Supplied information: Begin

PR #214, opened 2024-11-27
Llm eval improvements

nherment:
- improvements to LLM evals
  - Change the mock behaviour, now controlled through `generate_mocks=True` in test_case.yaml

Supplied information: End

## [Work instructions]
Above are some records. Report the number of their lines that include "improvements", and add nothing else.

## [Task answer]
2